Print the first line of the data below and every one after it, through the line containing "the new feature:**", exactly as written.
==== INPUT MATERIAL ====
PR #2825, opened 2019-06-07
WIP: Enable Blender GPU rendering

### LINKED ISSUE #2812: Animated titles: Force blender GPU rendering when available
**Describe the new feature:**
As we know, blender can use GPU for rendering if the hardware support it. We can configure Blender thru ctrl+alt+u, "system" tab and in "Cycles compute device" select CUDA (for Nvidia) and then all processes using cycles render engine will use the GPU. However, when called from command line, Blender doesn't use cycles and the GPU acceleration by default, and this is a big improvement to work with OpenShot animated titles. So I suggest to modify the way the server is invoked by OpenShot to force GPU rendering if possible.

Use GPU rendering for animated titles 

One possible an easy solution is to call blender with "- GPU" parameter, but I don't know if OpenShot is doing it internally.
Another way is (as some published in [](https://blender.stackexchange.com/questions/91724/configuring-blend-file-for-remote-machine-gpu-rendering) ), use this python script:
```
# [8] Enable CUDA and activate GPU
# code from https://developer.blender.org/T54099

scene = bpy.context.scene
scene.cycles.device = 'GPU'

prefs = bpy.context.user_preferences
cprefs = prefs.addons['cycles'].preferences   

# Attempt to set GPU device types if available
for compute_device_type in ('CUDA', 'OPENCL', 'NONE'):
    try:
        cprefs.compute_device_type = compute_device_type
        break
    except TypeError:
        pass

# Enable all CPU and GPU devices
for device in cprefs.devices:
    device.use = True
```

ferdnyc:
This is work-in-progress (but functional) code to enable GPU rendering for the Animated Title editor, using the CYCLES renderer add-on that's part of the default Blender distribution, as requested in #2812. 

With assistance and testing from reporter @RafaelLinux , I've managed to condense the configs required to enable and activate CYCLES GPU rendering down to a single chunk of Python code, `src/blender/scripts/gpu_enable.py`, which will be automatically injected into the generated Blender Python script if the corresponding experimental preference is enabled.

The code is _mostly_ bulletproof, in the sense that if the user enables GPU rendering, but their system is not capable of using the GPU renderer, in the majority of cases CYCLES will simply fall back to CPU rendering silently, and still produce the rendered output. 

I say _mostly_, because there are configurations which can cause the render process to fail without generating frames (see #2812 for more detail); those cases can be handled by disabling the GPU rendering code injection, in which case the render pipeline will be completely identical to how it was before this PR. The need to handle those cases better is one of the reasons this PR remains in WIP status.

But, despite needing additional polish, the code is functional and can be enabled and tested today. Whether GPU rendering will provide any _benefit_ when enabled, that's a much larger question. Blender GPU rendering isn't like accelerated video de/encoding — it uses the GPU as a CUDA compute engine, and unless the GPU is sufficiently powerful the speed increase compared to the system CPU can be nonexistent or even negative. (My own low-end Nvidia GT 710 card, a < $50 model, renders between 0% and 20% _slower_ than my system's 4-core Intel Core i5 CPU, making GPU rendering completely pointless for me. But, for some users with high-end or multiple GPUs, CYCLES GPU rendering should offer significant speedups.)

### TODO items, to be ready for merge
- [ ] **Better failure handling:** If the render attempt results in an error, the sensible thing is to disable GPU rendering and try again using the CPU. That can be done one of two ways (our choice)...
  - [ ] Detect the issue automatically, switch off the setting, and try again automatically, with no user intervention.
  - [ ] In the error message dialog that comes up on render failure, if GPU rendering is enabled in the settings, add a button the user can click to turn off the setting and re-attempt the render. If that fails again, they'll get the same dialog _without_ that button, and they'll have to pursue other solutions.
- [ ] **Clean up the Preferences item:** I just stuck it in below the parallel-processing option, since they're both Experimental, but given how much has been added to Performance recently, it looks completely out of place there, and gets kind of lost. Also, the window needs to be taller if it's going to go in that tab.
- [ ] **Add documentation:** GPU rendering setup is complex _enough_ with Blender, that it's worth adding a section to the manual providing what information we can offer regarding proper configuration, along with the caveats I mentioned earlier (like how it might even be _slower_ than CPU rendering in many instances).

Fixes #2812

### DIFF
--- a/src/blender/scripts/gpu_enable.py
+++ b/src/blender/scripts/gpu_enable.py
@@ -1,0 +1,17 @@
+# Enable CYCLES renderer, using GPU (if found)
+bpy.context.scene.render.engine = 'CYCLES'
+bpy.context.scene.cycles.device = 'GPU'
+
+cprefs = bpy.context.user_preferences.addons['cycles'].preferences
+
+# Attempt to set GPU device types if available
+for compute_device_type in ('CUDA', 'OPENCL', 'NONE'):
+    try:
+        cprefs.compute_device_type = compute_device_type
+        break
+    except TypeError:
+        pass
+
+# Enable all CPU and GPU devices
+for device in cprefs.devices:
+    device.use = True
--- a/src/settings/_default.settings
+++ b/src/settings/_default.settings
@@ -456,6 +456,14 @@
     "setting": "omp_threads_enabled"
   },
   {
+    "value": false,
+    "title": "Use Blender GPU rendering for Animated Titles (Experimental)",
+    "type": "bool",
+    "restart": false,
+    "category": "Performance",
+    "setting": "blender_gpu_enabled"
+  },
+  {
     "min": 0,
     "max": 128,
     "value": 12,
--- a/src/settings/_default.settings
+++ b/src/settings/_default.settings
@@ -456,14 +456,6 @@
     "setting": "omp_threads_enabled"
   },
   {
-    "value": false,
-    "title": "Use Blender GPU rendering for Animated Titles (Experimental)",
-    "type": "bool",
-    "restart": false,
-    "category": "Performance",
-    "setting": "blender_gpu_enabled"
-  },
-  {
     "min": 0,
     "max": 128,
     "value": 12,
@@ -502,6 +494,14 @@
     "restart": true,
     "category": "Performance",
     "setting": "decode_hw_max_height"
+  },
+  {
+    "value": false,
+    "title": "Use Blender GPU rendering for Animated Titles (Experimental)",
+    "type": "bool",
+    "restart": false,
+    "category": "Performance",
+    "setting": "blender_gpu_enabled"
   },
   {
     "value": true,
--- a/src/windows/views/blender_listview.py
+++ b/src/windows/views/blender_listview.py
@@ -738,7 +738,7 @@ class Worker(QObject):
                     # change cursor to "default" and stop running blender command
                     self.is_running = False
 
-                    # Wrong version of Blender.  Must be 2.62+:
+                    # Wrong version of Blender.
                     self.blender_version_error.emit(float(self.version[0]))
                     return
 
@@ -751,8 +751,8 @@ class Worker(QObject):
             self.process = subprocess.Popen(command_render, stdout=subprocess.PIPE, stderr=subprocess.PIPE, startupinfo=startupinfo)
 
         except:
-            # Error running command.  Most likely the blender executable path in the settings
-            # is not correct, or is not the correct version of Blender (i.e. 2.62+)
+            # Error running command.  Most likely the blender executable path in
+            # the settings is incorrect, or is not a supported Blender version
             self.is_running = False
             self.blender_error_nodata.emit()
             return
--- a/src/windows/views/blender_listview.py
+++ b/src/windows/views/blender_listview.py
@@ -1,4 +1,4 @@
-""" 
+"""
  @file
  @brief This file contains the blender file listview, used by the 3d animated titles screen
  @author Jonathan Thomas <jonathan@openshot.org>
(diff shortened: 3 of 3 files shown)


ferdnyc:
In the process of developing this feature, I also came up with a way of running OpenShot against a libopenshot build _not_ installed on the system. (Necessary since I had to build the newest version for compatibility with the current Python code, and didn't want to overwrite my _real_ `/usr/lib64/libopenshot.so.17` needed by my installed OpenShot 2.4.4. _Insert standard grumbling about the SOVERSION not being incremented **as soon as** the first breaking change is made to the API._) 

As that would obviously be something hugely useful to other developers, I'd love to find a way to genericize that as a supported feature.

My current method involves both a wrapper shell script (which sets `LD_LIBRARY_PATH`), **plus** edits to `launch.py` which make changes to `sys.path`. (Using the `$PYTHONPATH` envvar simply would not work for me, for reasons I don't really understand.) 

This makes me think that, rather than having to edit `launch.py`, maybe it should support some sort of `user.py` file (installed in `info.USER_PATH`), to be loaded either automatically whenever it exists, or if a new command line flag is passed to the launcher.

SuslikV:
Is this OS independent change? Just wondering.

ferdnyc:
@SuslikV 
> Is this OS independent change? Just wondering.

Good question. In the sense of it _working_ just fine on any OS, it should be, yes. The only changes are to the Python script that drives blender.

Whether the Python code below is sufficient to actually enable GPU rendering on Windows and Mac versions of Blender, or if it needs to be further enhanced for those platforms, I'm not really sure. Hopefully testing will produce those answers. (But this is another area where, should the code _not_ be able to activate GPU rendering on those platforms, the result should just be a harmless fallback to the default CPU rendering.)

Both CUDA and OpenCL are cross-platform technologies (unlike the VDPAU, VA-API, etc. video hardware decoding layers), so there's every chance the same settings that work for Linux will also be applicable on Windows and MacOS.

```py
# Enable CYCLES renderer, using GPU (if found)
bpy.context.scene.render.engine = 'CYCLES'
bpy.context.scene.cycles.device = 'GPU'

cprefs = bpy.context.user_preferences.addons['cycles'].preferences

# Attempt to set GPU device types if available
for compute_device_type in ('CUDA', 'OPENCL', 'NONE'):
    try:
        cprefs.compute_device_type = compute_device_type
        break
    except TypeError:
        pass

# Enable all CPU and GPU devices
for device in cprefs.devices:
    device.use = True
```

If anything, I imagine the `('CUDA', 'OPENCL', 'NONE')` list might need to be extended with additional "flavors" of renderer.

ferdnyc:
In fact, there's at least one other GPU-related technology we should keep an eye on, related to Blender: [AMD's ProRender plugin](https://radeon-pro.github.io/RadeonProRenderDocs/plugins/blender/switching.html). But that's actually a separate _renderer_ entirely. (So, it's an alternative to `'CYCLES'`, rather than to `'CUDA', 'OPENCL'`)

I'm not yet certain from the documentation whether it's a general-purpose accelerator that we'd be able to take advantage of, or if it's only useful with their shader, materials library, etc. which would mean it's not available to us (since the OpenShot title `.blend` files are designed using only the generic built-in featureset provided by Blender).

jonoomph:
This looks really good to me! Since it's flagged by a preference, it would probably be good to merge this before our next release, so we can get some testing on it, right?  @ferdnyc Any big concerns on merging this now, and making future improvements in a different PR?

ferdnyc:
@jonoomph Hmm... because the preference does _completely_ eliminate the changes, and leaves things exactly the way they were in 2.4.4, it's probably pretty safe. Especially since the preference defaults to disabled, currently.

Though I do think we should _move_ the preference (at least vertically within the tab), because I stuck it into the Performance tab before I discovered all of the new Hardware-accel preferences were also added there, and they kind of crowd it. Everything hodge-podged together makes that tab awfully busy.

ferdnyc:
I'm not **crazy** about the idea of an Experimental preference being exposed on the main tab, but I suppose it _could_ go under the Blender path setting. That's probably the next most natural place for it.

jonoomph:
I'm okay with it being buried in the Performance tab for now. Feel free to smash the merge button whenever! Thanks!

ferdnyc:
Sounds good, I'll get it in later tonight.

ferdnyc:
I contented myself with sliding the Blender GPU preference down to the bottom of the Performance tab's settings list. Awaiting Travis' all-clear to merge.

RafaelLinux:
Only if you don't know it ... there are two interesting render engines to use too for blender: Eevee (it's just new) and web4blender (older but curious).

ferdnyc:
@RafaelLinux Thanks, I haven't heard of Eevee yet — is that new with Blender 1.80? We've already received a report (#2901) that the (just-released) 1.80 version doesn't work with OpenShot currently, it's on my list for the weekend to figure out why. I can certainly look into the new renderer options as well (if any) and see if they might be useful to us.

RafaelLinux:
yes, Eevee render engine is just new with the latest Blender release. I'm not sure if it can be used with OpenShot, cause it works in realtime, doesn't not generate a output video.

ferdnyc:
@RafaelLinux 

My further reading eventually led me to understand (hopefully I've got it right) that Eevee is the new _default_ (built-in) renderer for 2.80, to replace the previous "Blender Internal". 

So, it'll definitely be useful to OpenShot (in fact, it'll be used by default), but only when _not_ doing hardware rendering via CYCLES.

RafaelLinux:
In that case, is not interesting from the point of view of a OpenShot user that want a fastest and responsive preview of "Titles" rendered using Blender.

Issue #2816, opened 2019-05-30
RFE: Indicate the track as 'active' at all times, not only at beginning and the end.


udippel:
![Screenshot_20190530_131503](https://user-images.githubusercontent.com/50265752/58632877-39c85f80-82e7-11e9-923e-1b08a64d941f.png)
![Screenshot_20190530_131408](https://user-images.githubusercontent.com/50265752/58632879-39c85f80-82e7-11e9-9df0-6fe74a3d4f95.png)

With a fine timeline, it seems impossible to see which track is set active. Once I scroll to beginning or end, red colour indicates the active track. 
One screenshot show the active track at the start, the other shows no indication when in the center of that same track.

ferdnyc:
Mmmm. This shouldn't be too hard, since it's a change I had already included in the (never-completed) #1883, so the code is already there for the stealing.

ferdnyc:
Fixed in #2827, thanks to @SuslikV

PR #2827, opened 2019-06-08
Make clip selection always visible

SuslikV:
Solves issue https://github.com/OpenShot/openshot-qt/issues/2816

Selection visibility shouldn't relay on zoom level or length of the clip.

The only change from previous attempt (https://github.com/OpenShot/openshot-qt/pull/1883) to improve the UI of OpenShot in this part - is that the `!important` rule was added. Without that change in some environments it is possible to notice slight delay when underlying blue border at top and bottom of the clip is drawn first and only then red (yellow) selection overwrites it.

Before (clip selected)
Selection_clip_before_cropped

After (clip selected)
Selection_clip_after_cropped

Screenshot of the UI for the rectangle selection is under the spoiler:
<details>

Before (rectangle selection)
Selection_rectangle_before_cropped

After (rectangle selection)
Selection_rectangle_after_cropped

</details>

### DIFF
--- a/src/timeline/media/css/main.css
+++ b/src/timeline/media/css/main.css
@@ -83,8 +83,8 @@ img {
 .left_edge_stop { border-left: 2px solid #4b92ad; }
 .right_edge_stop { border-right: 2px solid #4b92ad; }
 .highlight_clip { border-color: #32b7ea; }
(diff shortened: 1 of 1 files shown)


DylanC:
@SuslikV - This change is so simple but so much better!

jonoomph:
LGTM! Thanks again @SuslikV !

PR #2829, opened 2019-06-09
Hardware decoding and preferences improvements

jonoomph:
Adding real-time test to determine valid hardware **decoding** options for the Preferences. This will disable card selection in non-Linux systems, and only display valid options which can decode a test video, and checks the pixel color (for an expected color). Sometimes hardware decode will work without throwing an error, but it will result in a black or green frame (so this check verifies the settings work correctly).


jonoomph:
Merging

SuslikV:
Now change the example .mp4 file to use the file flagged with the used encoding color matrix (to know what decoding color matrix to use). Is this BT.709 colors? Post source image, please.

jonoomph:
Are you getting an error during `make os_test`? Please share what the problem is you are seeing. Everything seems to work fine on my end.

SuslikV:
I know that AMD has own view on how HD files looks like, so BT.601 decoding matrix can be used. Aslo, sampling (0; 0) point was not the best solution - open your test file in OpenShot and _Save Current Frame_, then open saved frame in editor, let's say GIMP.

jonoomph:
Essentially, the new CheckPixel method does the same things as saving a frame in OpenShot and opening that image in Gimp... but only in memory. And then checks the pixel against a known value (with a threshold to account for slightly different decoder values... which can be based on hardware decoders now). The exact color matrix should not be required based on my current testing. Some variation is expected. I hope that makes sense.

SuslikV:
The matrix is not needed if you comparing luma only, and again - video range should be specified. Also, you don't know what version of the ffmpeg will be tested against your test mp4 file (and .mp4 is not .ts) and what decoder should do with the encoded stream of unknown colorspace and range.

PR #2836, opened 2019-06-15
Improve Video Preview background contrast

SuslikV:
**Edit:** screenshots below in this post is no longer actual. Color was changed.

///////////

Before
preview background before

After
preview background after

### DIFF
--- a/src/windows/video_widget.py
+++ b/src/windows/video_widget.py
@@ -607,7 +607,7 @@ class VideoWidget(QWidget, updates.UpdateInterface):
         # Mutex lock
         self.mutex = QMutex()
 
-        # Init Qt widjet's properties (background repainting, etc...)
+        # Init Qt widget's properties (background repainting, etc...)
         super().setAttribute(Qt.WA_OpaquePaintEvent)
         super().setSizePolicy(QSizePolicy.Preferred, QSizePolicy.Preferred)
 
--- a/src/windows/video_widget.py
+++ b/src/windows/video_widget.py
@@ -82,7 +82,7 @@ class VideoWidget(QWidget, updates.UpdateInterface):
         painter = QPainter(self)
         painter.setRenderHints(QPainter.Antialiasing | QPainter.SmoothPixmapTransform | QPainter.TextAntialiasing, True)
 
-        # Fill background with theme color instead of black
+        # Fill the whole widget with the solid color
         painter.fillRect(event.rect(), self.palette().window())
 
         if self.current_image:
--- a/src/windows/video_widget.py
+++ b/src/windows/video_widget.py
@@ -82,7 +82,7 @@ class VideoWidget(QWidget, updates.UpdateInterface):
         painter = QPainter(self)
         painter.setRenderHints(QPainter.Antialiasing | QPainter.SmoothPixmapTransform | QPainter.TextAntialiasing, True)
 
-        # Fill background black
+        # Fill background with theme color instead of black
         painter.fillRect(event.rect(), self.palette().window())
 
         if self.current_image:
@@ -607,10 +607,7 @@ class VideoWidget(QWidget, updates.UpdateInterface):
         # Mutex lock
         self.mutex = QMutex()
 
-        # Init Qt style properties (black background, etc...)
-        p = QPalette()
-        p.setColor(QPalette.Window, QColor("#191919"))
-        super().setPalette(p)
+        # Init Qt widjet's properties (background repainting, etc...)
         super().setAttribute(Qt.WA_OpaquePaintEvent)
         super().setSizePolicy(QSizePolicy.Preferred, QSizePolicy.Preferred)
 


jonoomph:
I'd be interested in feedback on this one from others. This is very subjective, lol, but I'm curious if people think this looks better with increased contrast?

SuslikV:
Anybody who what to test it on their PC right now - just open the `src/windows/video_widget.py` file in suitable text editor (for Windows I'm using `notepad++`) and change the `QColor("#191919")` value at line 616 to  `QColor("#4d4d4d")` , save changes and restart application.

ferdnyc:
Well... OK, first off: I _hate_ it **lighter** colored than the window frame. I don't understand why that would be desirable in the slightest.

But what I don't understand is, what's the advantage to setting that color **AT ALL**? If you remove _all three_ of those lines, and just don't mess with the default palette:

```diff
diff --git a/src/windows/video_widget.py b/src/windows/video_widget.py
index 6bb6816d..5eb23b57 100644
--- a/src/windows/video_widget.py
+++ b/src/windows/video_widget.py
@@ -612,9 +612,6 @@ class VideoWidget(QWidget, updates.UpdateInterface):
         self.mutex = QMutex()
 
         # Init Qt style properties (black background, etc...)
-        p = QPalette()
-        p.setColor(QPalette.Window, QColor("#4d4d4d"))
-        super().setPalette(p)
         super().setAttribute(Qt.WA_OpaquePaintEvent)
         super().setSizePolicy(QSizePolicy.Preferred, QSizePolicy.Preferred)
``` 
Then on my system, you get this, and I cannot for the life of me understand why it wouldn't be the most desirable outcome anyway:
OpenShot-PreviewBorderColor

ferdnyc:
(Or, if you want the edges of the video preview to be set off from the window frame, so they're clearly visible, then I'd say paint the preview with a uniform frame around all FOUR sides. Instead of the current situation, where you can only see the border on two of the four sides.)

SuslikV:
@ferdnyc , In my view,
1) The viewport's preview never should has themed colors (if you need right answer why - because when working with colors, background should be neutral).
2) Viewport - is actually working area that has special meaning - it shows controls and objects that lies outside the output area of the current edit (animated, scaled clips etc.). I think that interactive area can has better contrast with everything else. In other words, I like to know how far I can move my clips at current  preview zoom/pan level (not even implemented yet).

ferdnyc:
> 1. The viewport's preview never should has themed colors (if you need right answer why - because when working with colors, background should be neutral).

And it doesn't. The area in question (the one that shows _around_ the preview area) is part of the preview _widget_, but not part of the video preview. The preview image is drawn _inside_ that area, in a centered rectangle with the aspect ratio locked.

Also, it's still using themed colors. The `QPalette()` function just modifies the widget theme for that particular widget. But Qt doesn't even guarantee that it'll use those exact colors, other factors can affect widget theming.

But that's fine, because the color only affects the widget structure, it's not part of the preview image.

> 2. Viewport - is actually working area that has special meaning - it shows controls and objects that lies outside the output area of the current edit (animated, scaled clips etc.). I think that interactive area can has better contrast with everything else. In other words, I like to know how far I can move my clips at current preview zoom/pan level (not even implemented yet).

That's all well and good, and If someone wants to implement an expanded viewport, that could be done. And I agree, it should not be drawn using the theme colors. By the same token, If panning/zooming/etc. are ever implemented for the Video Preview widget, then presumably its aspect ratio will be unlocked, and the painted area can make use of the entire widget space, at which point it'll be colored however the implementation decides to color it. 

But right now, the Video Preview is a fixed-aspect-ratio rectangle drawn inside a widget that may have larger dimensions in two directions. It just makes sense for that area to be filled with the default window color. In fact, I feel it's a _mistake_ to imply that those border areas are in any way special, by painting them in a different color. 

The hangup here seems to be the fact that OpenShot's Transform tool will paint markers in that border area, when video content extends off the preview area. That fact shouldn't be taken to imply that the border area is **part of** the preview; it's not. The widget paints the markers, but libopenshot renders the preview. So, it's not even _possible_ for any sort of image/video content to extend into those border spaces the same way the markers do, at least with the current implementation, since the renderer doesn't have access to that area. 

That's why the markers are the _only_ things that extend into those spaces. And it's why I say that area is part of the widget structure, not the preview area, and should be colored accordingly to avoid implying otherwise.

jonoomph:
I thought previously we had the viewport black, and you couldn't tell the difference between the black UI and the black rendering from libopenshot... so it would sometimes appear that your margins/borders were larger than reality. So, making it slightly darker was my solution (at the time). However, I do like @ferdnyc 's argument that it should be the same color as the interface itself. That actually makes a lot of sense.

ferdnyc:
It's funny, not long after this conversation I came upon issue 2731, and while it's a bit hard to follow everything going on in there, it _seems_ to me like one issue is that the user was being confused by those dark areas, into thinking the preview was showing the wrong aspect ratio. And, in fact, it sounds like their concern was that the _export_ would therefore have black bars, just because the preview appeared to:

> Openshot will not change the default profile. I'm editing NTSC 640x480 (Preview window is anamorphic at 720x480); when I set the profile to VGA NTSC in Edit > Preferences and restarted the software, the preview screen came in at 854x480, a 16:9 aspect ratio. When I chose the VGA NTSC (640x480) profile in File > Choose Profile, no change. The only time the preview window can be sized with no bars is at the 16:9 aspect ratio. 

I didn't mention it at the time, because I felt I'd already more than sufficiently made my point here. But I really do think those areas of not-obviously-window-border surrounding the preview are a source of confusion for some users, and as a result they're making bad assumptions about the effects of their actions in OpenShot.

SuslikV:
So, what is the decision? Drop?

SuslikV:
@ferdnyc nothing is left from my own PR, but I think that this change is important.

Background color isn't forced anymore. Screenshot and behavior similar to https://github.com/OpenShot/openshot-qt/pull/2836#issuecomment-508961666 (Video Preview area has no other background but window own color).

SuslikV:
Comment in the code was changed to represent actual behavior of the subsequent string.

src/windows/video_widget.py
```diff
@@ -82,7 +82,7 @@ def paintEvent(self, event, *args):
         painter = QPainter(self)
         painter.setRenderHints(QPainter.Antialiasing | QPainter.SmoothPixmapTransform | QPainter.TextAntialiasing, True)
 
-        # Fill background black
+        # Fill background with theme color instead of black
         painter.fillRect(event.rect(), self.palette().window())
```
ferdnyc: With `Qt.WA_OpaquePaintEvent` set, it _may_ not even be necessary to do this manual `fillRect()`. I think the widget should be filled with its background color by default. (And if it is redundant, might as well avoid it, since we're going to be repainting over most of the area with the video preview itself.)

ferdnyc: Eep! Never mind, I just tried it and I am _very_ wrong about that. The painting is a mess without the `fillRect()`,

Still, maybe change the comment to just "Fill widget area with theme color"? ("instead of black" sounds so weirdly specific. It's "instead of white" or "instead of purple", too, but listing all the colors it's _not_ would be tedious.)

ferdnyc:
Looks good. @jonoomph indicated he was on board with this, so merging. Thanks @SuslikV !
====
◆ SOLUTION FOR THIS EXERCISE ◆
PR #2825, opened 2019-06-07
WIP: Enable Blender GPU rendering

### LINKED ISSUE #2812: Animated titles: Force blender GPU rendering when available
**Describe the new feature:**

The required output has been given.